Все поизменялось нет малых усадеб
с запахом фруктов и мастики для пола
с занавесками в окнах сушеной лавандой
И костел изменился. Смирный хоть и нет в нем
тихой и скромной прабабушки латыни
старается получше показать нам Бога
но Бог любит взаправду потому невидим
и вокзал перестроен не смогу попасть я
на перрон где с кем-то навсегда прощался
карьеристка авторучка чернила усохли
небо море и горы остались все те же
(«Не могу попасть»)
[…] В том, что я пишу, в своих взглядах, даже в любимых книгах я остаюсь старомоден. Когда я был маленьким, то зачитывался «Одиссеей». Впрочем, она и сейчас мне близка. Подумать только: Одиссей столько пережил, а в Итаке ждет его жена, и верный пес машет хвостом от радости. А ведь Улисс двадцатого века потерялся бы на улицах своего города. Это не для меня. Может быть, поэтому я охотно возвращаюсь к книгам для детей. Конечно, не ко всем. Мне нравился «Таинственный сад», а вот «Страшный дедушка»[1] – уже нет.

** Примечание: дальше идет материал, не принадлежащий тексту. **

PR #497, opened 2026-06-07
Add same-net trace segment merge cleanup phase

JJ80-spec:
## Summary

/claim #29

Closes #29.

Adds a new TraceCleanupSolver phase that aligns close, parallel trace segments belonging to the same `globalConnNetId`. The phase runs after untangling and before the existing turn-minimization/balancing passes, so same-net trace fragments can be consolidated while still benefiting from the rest of cleanup.

## Details

- Added `mergeSameNetTraceSegments`, which finds non-endpoint horizontal/vertical segments on the same net that are close on the perpendicular axis and have overlapping or nearly adjacent ranges.
- Keeps pin endpoint segments fixed to avoid disconnecting traces from their source/target pins.
- Skips merge candidates whose averaged segment would collide with static chip obstacles, different-net traces, or non-associated net labels.
- Simplifies adjusted paths after merging.
- Added focused tests for same-net alignment, different-net non-alignment, and the straddled different-net trace collision case.
- Updated affected SVG snapshots for the intentional geometry changes.

## Validation

- `npm run build`
- `npm exec --package=bun -- bun test`

Full suite result: 67 pass, 4 skip, 0 fail.


JJ80-spec:
Addressed the collision concern by gating each same-net merge candidate against the cleanup obstacle model before applying it. The merge now skips candidates whose averaged segment would collide with static chip obstacles, different-net trace segments, or non-associated net labels. Added a regression test for the straddled different-net trace case.\n\nValidation:\n- npm run build\n- npm exec --package=bun -- bun test\n\nResult: 67 pass, 4 skip, 0 fail.

JJ80-spec:
Quick follow-up on #29: this PR is still green and mergeable, and the latest patch addresses the collision concern by rejecting same-net merge candidates that would overlap static chip obstacles, different-net traces, or unrelated labels.\n\nIf there is any additional proof/demo you need for review, I can add it promptly.

PR #502, opened 2026-06-08
Don't route net-label-only nets as traces (fixes #79 / repro61)

workblock100:
### What this does
Net-label-only nets — where passive two-pin components are joined to the schematic **exclusively through net labels** (the repro61 "two parallel caps on GND/VCC" topology) — are no longer physically routed as traces. This removes the spurious trace **and** the redundant extra net label, matching the expected rendering in #79.

### How (narrow by design)
A new predicate `lib/utils/isNetLabelOnlyPassivePinGroup.ts` skips a net from trace routing only when **all three** hold:
1. no pin in the net participates in any direct connection,
2. every pin in the net belongs to an exactly-two-pin (passive) chip,
3. none of those chips has any directly-wired pin.

It's applied at both routing entry points (`MspConnectionPairSolver._step` and `LongDistancePairSolver` pair generation). Anything outside that exact topology — multi-pin ICs, partially wired passives, ports — routes exactly as on current `main`.

### Guarantees
- **Zero changes to existing behavior:** every existing snapshot is byte-identical to `main` (`git diff main -- tests/examples` is empty).
- Full suite: **70 pass / 0 fail** (4 pre-existing skips), `tsc --noEmit` clean, biome clean.
- New regression tests: `SchematicTracePipelineSolver_repro79` (asserts 0 pin-to-pin traces + exactly 4 net labels, with snapshot) and `MspConnectionPairSolver_repro79` (asserts 0 msp pairs).

> Note: this PR originally used a broader "skip all net-label-only nets" approach; after rebasing onto current main (post-#530) that regressed 8 examples, so it was reworked into the narrow passive-group predicate above.


workblock100:
Rebased onto current main and reworked after #530 landed: the fix is now a narrow predicate that only affects the exact repro61/79 topology (passive two-pin components joined solely via net labels). All existing snapshots are byte-identical to main, suite is 70/0, and two new repro79 regression tests cover the fix. Ready for review.

workblock100:
Closing since #79 was completed upstream — glad it's fixed. The narrow predicate approach here (skip routing only for fully label-connected passive groups) is available if it's ever useful. Thanks for the reviews of the repo's conventions along the way.

PR #16, opened 2025-05-19
Fix documentation structure and fine tune explanations

rgsl888prabhu:
This is an update to doc after refactoring it to add C and Python API. And address missing items and fixing few structures.

### DIFF
--- a/cpp/src/dual_simplex/phase2.cpp
+++ b/cpp/src/dual_simplex/phase2.cpp
@@ -35,6 +35,28 @@ namespace cuopt::linear_programming::dual_simplex {
 namespace phase2 {
 
 template <typename i_t, typename f_t>
+f_t l2_dual_residual(const lp_problem_t<i_t, f_t>& lp, const lp_solution_t<i_t, f_t>& solution)
+{
+  std::vector<f_t> dual_residual = solution.z;
+  const i_t n                    = lp.num_cols;
+  // dual_residual <- z - c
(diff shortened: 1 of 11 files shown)


docs/cuopt/source/cuopt-cli/cli.rst
```diff
@@ -0,0 +1,144 @@
...
+
+Mixed Integer Programming Example
+#################################
+
+Here's an example of solving a Mixed Integer Programming (MIP) problem using the CLI:
+
+.. code-block:: bash
+
+    echo "* Optimal solution -28
+   * Has 5 nodes
```
chris-maes: I think the comment about the number of nodes is out of date. Looks like it only has 4 nodes now. You might want to remove it.

python/libcuopt/libcuopt/_cli_wrapper.py
```diff
@@ -0,0 +1,27 @@
+# SPDX-FileCopyrightText: Copyright (c) 2025 NVIDIA CORPORATION & AFFILIATES.
```
ramakrishnap-nv, line 1: @tmckayus I had to add this since cuopt_cli was getting added under /libcuopt/bin/ and PATH was not able to pick it up, and adding it under PATH was causing it to loose link to dependent libraries. This fixes the issue. This acts like a wrapper around it with same name and resides in the traditional PATH so it is readily available after installation.

PR #17, opened 2025-05-19
Fix LP termination status 9 errors in batch LP solves

chris-maes:
These errors were caused by all LPs in the batch sharing the same concurrent halt variable. This meant that the first LP to solve, forced all other LPs to halt. So it was possible that both PDLP and Dual Simplex solves returned with a ConcurrentLimit termination status. This should never happen normally.

For now, we fix this by disabling the Concurrent method in batch mode. We set the method to PDLP, if Concurrent was chosen, and tell the user to choose PDLP or Dual Simplex to avoid this warning in the future.

### DIFF
--- a/cpp/src/linear_programming/utilities/cython_solve.cu
+++ b/cpp/src/linear_programming/utilities/cython_solve.cu
@@ -274,6 +274,14 @@ std::pair<std::vector<std::unique_ptr<solver_ret_t>>, double> call_batch_solve(
   // Limit parallelism as too much stream overlap gets too slow
   const int max_thread = compute_max_thread(data_models);
 
+  if (solver_settings->get_parameter<int>(CUOPT_METHOD) == CUOPT_METHOD_CONCURRENT) {
+    CUOPT_LOG_INFO("Concurrent mode not supported for batch solve. Using PDLP instead. ");
+    CUOPT_LOG_INFO(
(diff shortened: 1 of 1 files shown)


cpp/src/linear_programming/utilities/cython_solve.cu
```diff
@@ -274,6 +274,14 @@ std::pair<std::vector<std::unique_ptr<solver_ret_t>>, double> call_batch_solve(
   // Limit parallelism as too much stream overlap gets too slow
   const int max_thread = compute_max_thread(data_models);
 
+  if (solver_settings->get_parameter<int>(CUOPT_METHOD) == CUOPT_METHOD_CONCURRENT) {
+    CUOPT_LOG_INFO("Concurrent mode not supported for batch solve. Using PDLP instead. ");
+    CUOPT_LOG_INFO(
+      "Set the CUOPT_METHOD parameter to CUOPT_METHOD_PDLP or CUOPT_METHOD_DUAL_SIMPLEX to avoid "
```
rg20, line 280: This would be printed even if the user does not specify anything and leave it default right?

chris-maes: Yep. I think that is the correct behavior. IF the user leaves Concurrent as the default setting, we want to switch it and ask them to switch it themselves.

Раньше город был сердечным и близким. Нынче улицы — непонятно какие. Кто-то возвращается и теряется на улицах собственного города. Современность меня не привлекает. Все это не приводит мея в восторг.
Я очень тоскую по детству с его играми. Жаль, но для меня это уже закрытая книга.
[Я люблю] старые книги и фотографии девятнадцатого века... Я собираю также высказывания и рисунки выдающихся людей. Есть у меня такой снобистский альбом. Иногда по протекции, а иногда благодаря собственной находчивости я добирался до разных авторов. Договаривался о встрече, показывал альбом и просил написать несколько слов или сделать рисунок. У меня есть автографы и рисунки, в частности. Ежи Анджеевского, Ярослава Ивашкевича и его супруги, художницы Майи Березовской, Збигнева Херберта.
Некоторые из тех, с кем мне довелось познакомиться в жизни, напоминают о старом, исчезнувшем мире. Среди них – Зофья Малынич, Станислав Шениц, Ярослав Ивашкевич.
*
Благодаря одной своей старой знакомой я попал в дом Зофьи Малынич, (8 VII 1905 – 22 I 1988).
Она жила на улице Филаретов на Жолибоже[2]. В момент нашего знакомства это была уже немолодая, седая, одинокая женщина, происходившая из очень порядочной семьи в польском Пограничье. Ее отец Якуб был врачом на Подолье. Она была преисполнена достоинства и грациозна. Мне понравилось ее жилище с множеством старомодной мебели (конторка, небольшой секретер, стоячие часы и другие памятные предметы с Пограничья).
После войны поляки переезжали из дальних сторон в глубину Польши, привозя с собой чудотворные иконы Матери Божьей и их репродукции. Такой чудотворной иконой для Подолья была Матерь Божья из Летичева[3]. Костел в Летичеве строили рыцари, собирая для этого так называемые «копытковые» налоги (они взимались с каждого лошадиного копыта). Таким образом, этот костел возник благодаря рыцарям, но также и их лошадям. Поляки, уезжая с Подолья, захватили этот образ с собой. Он странствовал по всей стране, пока, наконец, не очутился в скромной часовенке в Люблине. Поляки-львовяне забрали чудотворную икону «своей» Матери Божьей, бывшую свидетельницей венчания короля Яна Казимира. На этом образе Богородица представлена в красном одеянии и зеленом плаще, с панорамой Львова, под покровом великолепных львовских облаков. С берегов Днестра поляки привезли с собой Матерь Божию Мариампольскую – победоносную, гетманскую; с нее-то и начался послевоенный исход поляков с Востока на Запад. Она нашла себе приют во Вроцлаве.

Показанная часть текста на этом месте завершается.